Saved data entries:
= = = = =
PR #787, opened 2022-10-19
fix: Broken color mapping for area layer's categorical color field

bprusinowski:
When implementing new color field for maps, I missed one place in the code which handled proper mapping of filters. This PR fixes this issue.

### How to test
1. Go to `/en/browse/dataset/https%3A%2F%2Fenvironment.ld.admin.ch%2Ffoen%2Ftest_ordinal_507%2F7?dataSource=Int`
2. Create a map chart.
3. Activate areaLayer.
4. Select `ord1` as a color mapping dimension.
5. Open filter panel for colors and de-select one value (any).
6. Close the panel and see that the filters work.
7. Repeat the same process on TEST to see how they break currently.

### DIFF
--- a/app/configurator/configurator-state.tsx
+++ b/app/configurator/configurator-state.tsx
@@ -34,6 +34,7 @@ import {
   DataSource,
   ImputationType,
   isAreaConfig,
+  isColorFieldInConfig,
   isColumnConfig,
   isMapConfig,
   isSegmentColorMappingInConfig,
@@ -368,8 +369,10 @@ export const deriveFiltersFromFields = produce(
       const isField = (iri: string) => fieldDimensionIris.has(iri);
 
       // Apply hierarchical dimensions first
-      const sortedDimensions = sortBy(dimensions, d => isGeoDimension(d) ? -1 : 1, (d) =>
-        d.hierarchy ? -1 : 1
+      const sortedDimensions = sortBy(
+        dimensions,
+        (d) => (isGeoDimension(d) ? -1 : 1),
+        (d) => (d.hierarchy ? -1 : 1)
       );
       sortedDimensions.forEach((dimension) =>
         applyNonTableDimensionToFilters({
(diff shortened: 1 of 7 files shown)


app/configurator/configurator-state.tsx
```diff
@@ -636,15 +639,32 @@ export const canTransitionToPreviousStep = (_: ConfiguratorState): boolean => {
   return true;
 };
 
+// FIXME: should by handled better, as color is a subfield and not actual field.
+// Side effects in ui encodings?
```
ptbrowne, line 643: Why is it important if color is a subfield or an actual field ? From I what I understand, the goal here is to extract the needed filters based on the current IRIs used in the config, and we need special treatment for IRIs used in color mapping because they are not generic. Do I understand correctly ? In this case why does it matter if it's a field or a subfield ?

 Can you add a docstring to getFiltersByMappingStatus so that when we return to it later, it's easier to understand ?

app/configurator/configurator-state.tsx
```diff
@@ -636,15 +639,32 @@ export const canTransitionToPreviousStep = (_: ConfiguratorState): boolean => {
...
 export const getFiltersByMappingStatus = (chartConfig: ChartConfig) => {
   const genericFieldValues = Object.values(chartConfig.fields).map(
     (d) => d.componentIri
   );
-  const nonGenericFieldValues =
-    isMapConfig(chartConfig) &&
-    chartConfig.fields.symbolLayer?.color.type === "categorical"
-      ? [chartConfig.fields.symbolLayer.color.componentIri]
-      : [];
+  const nonGenericFieldValues = extractCategoricalColorIris(chartConfig);
```
ptbrowne, line 666: Nit: I would call the function extractNonGenericFields, I think it could handle other cases than only the categorical color. Here my brain does "why the left is called nonGenericField and the right is called categorical colors".

ptbrowne (approved):
Looks good, end to end testing ? I think now that we have the infrastructure, they are fairly easy to add ;)

app/configurator/configurator-state.tsx
bprusinowski: Good point 👍

app/configurator/configurator-state.tsx
ptbrowne: I see, thanks for the explanation, I'll try to keep an eye for this and see if I think of a better way :)

ptbrowne (approved):
👍 Thanks

PR #791, opened 2022-10-20
feat: Open up color formats

bprusinowski:
As we use D3's `color` function to parse color strings, we are free to use any CSS Color Module Level 3 compatible strings to specify colors.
= = = = =
State the number of lines in the data that contain the word "return", offering no other text.

2